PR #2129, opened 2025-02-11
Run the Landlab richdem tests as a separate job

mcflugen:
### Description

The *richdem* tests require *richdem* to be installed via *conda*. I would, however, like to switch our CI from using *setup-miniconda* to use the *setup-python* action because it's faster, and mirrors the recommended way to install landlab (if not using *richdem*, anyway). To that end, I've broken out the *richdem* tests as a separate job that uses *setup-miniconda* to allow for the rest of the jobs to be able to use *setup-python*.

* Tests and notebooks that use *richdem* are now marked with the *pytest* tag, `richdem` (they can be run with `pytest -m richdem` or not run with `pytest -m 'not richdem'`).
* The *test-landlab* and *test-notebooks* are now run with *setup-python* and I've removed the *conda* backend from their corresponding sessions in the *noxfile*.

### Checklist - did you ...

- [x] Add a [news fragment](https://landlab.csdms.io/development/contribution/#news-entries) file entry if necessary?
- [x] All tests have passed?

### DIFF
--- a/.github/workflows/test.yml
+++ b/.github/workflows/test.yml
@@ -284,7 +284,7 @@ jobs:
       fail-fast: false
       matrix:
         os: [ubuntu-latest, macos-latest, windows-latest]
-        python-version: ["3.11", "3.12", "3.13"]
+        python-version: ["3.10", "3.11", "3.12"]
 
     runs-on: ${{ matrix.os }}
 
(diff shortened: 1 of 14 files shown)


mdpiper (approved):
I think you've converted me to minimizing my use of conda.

**TASK:** The lines from the start of the entries above through the line containing "The *richdem* tests require" are the ones to return, please; copy them exactly and include both ends.

**TASK RESPONSE:**
PR #2129, opened 2025-02-11
Run the Landlab richdem tests as a separate job

mcflugen:
### Description

The *richdem* tests require *richdem* to be installed via *conda*. I would, however, like to switch our CI from using *setup-miniconda* to use the *setup-python* action because it's faster, and mirrors the recommended way to install landlab (if not using *richdem*, anyway). To that end, I've broken out the *richdem* tests as a separate job that uses *setup-miniconda* to allow for the rest of the jobs to be able to use *setup-python*.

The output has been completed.